As of April this year, Amazon reported that it is selling far more Kindle books than paper and hardback books combined. For every 100 physical copies that are sold, 105 Kindle books are downloaded and Kindle’s successful crossover to the smartphone market has boosted this leap in sales. The free Kindle books app has now been made available on a variety of platforms, from your PC to the BlackBerry, Windows Phone, Android phones, everything Apple, and on the upcoming tablets from HP and BlackBerry. There is seemingly no stopping the Kindle Store from becoming a huge publishing platform.
Making the switch
Considering e-books have only been selling on Amazon for 4 years in total, it’s quite a feat that they’ve already outstripped pulp by a mile. However the experience of owming e-books is not just that of reading and carrying a ton of books with you in a lightweight package. With myriad other functions available to users, it’s easy to see why in a social-networking-crazed world, people would make the switch.

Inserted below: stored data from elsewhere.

PR #4287, opened 2018-03-22
Reminders: Improve error message when using reminders without a reminder table

### LINKED ISSUE #4278: Obscure error message when using Reminders without registering a reminders provider

ReubenBond:
Alternative implementation of #4280

Fixes #4278

### DIFF
--- a/src/Orleans.Runtime/ReminderService/ReminderRegistry.cs
+++ b/src/Orleans.Runtime/ReminderService/ReminderRegistry.cs
@@ -1,6 +1,8 @@
 ﻿using System;
 using System.Collections.Generic;
 using System.Threading.Tasks;
+
+using Microsoft.Extensions.DependencyInjection;
 using Orleans.Runtime.Services;
 using Orleans.Timers;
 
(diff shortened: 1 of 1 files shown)


src/Orleans.Runtime/ReminderService/ReminderRegistry.cs
```diff
@@ -1,21 +1,36 @@
...
+using Microsoft.Extensions.DependencyInjection;
 using Orleans.Runtime.Services;
 using Orleans.Timers;
 
 namespace Orleans.Runtime.ReminderService
 {
     internal class ReminderRegistry : GrainServiceClient<IReminderService>, IReminderRegistry
     {
+        private const string ReminderServiceNotConfigured =
+           "The reminder service has not been configured. Reminders can be configured using extension methods from the following packages:"
```
jason-bragg: Not convinced we should be listing all of these in code.
No good way to keep this list accurate.
A reference to docs should be sufficient.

For some bookworms, reading has moved from being a solitary activity to a social one. On Kindles and smartphones, users are now able to employ the ‘public notes’ function to post thoughts and reviews directly to their chosen social network. As for book clubs, Kindle users are now able to keep up with the same narrative as their paperback stalwarts, as ‘real’ page numbers have now been put in place. Kindle only managed that feat earlier this year, which seems like a bizarre afterthought for something so integral to a book!
Kindle on Facebook
The reinvention of the norm doesn’t stop there either, as book clubs themselves have gone online too. For those with maybe just their Kindle and PC for company, clubs like The Kindle Book Club on Facebook has sprouted, attracting hundreds of members – all posting, bickering, agreeing and disagreeing about their favourite books. The ‘sharing’ functions, coupled with the excellent automatic synching of ‘last page read’ and ‘annotations’ functions between Kindle and smartphone devices means that e-bookers needn’t worry if they’ve left their reader at home anymore. Just don’t expect to read as easily in a sunlit field with your smartphone, like the ad says you can! The glare might just get the better of you.
Why did Borders close?
Phew! So, the Kindle has put a rocket up the publishing industry, so what does this turn around in fortunes mean for the likes of the famous book shops of Charing Cross, among the millions of others across the world? There are so many websites out there telling us why e-books are ten times better, lighter and easier to use than hefty and expensive-to-produce paper books (see http://www.kindle-user.com/2011/02/10-reasons-why-e-books-are-better-than.html). The fate of Borders and many other bookstores in recent years is testament to the cultural shift that’s been made, and as of July this year they confirmed that they will be closing every single one of their stores worldwide – which, unfortunately doesn’t come as a huge surprise. The world is looking rosier for Borders’ business however, as last year it launched its own online bookstore to rival that of Amazon’s.
For some years yet, the demographics will continue to speak for themselves as the much older and much younger generations still cherish the printed word. Also, libraries continue to provide free reading opportunities to low-income members of society and to book-guzzling, cash-poor students. However, the growing multitude of users hell-bent on digitising their world must have bookstore bosses in a complete twist.